The Garrick Year, Margaret Drabble, William Morrow & Company, 1964, 221 pp
Of the last 19 novels I have read, 15 were written by women. I have reveled in being so immersed in the female point of view and somehow thrilled to be assured there are so many ways to be female.
The Garrick Year is Margaret Drabble's second novel. She is British, the sister of A S Byatt, and a frightfully good writer who is perceptively tart with humorous undertones.
Emma, mother of two small children, is married to an actor in the early 1960s. She has a chance for a career in television, not as an actor but more as some kind of show host. David, her husband, is an actor and equally ambitious for a career in the theater and possibly movies.

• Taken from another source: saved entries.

PR #936, opened 2017-12-19
3115: update code to use ortograf.dbc.dk

JrgenGNielsen:
See https://platform.dandigbib.org/issues/3115

### DIFF
--- a/modules/ding_ting_frontend/ding_ting_frontend.info
+++ b/modules/ding_ting_frontend/ding_ting_frontend.info
@@ -25,7 +25,6 @@ dependencies[] = ting_proxy
 dependencies[] = ting_reference
 dependencies[] = ting_relation
 dependencies[] = ting_search
-dependencies[] = ting_search_autocomplete
 dependencies[] = uuid
 dependencies[] = virtual_field
 features[ctools][] = field_group:field_group:1
--- a/modules/ting_search_ortograf/includes/ting_search_ortograf.admin.inc
+++ b/modules/ting_search_ortograf/includes/ting_search_ortograf.admin.inc
@@ -1,0 +1,68 @@
+<?php
+
+/**
+ * @file
+ * Admin settings for ting search ortograf autocomplete.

When an American heiress funds the renovation of the Garrick Theater in a provincial English town, David is called by the prestigious director to act in several plays for a season there. Emma gives in, not gracefully, so they rent out their London home, set off for Hereford with kids and au pair, and the fireworks begin.
For these two strong and restless as well as self-centered persons in their late twenties, life is never dull, except for Emma's dull hours in a hideous house with her kids. She is a house-proud woman. Emma and David contend, they are so much alike in some ways, they make up with humor and heart.
I loved the book for the characters (after all theater people are all characters, on stage and off), for the tension between this couple, for the absolute truthfulness about the confines of parenthood and fidelity. Emma is one of the great young married mothers I have met in literature. I understood her every emotion and action because I went through all that in my early married days.
The novel captures what it was like for women in the mid 60s when feminism was a barely conceived movement but we were all feeling it and finding our way. It was good to remember how much we loved our loving, our children, but also our freedom.